| Work instruction |
Count each line below that has the word "components" in it, and give only the total.

(Collected data entries)

# # # # # # #

PR #204, opened 2022-08-09
Default seccomp profile for calico components

dimityrmirchev:

/area security
/kind enhancement

This PR adds a seccomp profile to calico workload running in the shoot.
It also allows `/proc` as allowed host path in the psp definition for `calico-node`.

Fixes #

**Release note**:

```other operator
Pods for `calico-kube-controllers`, `calico-node`, `calico-node-vertical-autoscaler`, `calico-typha`, `calico-typha-horizontal-autoscaler` and `calico-typha-vertical-autoscaler` components now have their seccomp profile set to "RuntimeDefault". 
```

### DIFF
--- a/charts/internal/calico/templates/node/daemonset-calico-node.yaml
+++ b/charts/internal/calico/templates/node/daemonset-calico-node.yaml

# # # # # # #

| Output of the exercise |
2